A Study of CFI-400945 With or Without Azacitidine or Decitabine in Patients With AML, MDS or CMML (TWT-202)

• ClinicalTrials.gov Identifier: NCT04730258
• Recruitment Status: Recruiting
• First Posted: January 29, 2021
• Last Update Posted: February 6, 2023
• Sponsor: Treadwell Therapeutics, Inc
• Information provided by (Responsible Party): Treadwell Therapeutics, Inc

Study Description

Brief Summary:

The purpose of this study is to test the safety of an investigational drug called CFI-400945 alone and in combination with azacitidine or decitabine

Condition or disease	Intervention/treatment	Phase
Acute Myeloid Leukemia; Myelodysplastic Syndromes; Chronic Myelomonocytic Leukemia; AML; MDS; CMML	Drug: CFI-400945; Drug: Azacitidine; Drug: Decitabine	Phase 1; Phase 2

Detailed Description:

This study will be evaluating the safety and tolerability of CFI-400945 in subjects with Acute Myeloid Leukemia, Myelodysplastic Syndrome or Chronic Myelomonocytic Leukemia.

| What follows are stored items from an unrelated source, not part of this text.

PR #656, opened 2024-05-08
prepare hax-lib for publishing

franziskuskiefer:
This sets some more values for hax-lib crates and updates publishing.md.
When this is in let's publish a first round.

### DIFF
--- a/hax-lib-macros/types/README.md
+++ b/hax-lib-macros/types/README.md
@@ -1,3 +1,3 @@
 # hax internal types
 
-A create with hax internal types.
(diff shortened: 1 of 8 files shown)


hax-lib-macros/types/README.md
```diff
@@ -0,0 +1,3 @@
+# hax internal types
+
+A create with hax internal types.
```
W95Psp, line 3: I would rephrase like that, wdyt?
```suggestion
A crate that defines the types of the various payloads of the attributes produced by the crate `hax-lib-macros` and consumed internally by the engine of hax.
```

W95Psp (approved):
Thanks, looks good to me, just one thing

The study is designed to build on encouraging data from another study and to obtain further safety, efficacy, pharmacokinetics (PK) and pharmacodynamics (PD) data of CFI-400945.

Study Design

• Study Type: Interventional (Clinical Trial)
• Estimated Enrollment: 72 participants
• Allocation: Non-Randomized
• Intervention Model: Sequential Assignment
• Intervention Model Description: Dose escalation and expansion for monotherapy and combination arms with azacitidine or decitabine
• Masking: None (Open Label)
• Primary Purpose: Treatment
• Official Title: Phase 1b/2 Clinical Study of the Safety, Tolerability, and Pharmacokinetic and Pharmacodynamic Profiles of CFI-400945 as a Single Agent or in Combination With Azacitidine or Decitabine in Patients With AML, MDS or CMML
• Actual Study Start Date: April 16, 2021
• Estimated Primary Completion Date: January 2024
• Estimated Study Completion Date: January 2024

Arms and Interventions

Arm	Intervention/treatment
Experimental: 1A: Monotherapy escalation and expansion; Dose escalation and expansion arm with CFI-400945	Drug: CFI-400945; The starting dose is 32 mg/day for escalation arms and the recommended starting dose for the expansion arms.; Other Names: CFI-400945 fumarate; 945; 400945
Experimental: 1B: Food Effect; Food effect at the recommended phase 2 dose	Drug: CFI-400945; The starting dose is 32 mg/day for escalation arms and the recommended starting dose for the expansion arms.; Other Names: CFI-400945 fumarate; 945; 400945
Experimental: 2A: Combination escalation and expansion; Dose escalation and expansion arm with CFI-400945 and azacitidine	Drug: CFI-400945; The starting dose is 32 mg/day for escalation arms and the recommended starting dose for the expansion arms.; Other Names: CFI-400945 fumarate; 945; 400945; Drug: Azacitidine; Azacitidine will be given at its labeled dose and schedule
Experimental: 2B: Combination escalation and expansion; Dose escalation and expansion arm with CFI-400945 and decitabine	Drug: CFI-400945; The starting dose is 32 mg/day for escalation arms and the recommended starting dose for the expansion arms.; Other Names: CFI-400945 fumarate; 945; 400945; Drug: Decitabine; Decitabine will be given at its labeled dose and schedule

Outcome Measures

Primary Outcome Measures :

1. Incidence of treatment emergent AEs [ Time Frame: 36 months ]
   The number of subjects who experience an adverse event that was possibly related to study drug
2. Treatment emergent changes in vital signs [ Time Frame: 36 months ]
   The number of subjects who experience changes in blood pressure, heart rate, respiratory rate, body temperature that was possibly related to study drug.
3. Treatment emergent changes in clinical laboratory tests [ Time Frame: 36 months ]
   The number of subjects who experience a change in laboratory parameters that was possibly related to study drug.
4. Treatment emergent changes in physical examinations, ECOG performance status, electrocardiograms (ECGs), echocardiograms and cardiac troponins [ Time Frame: 36 months ]
   The number of subjects who experience changes in physical examinations, performance status, ECG, troponins that were possibly related to study drug.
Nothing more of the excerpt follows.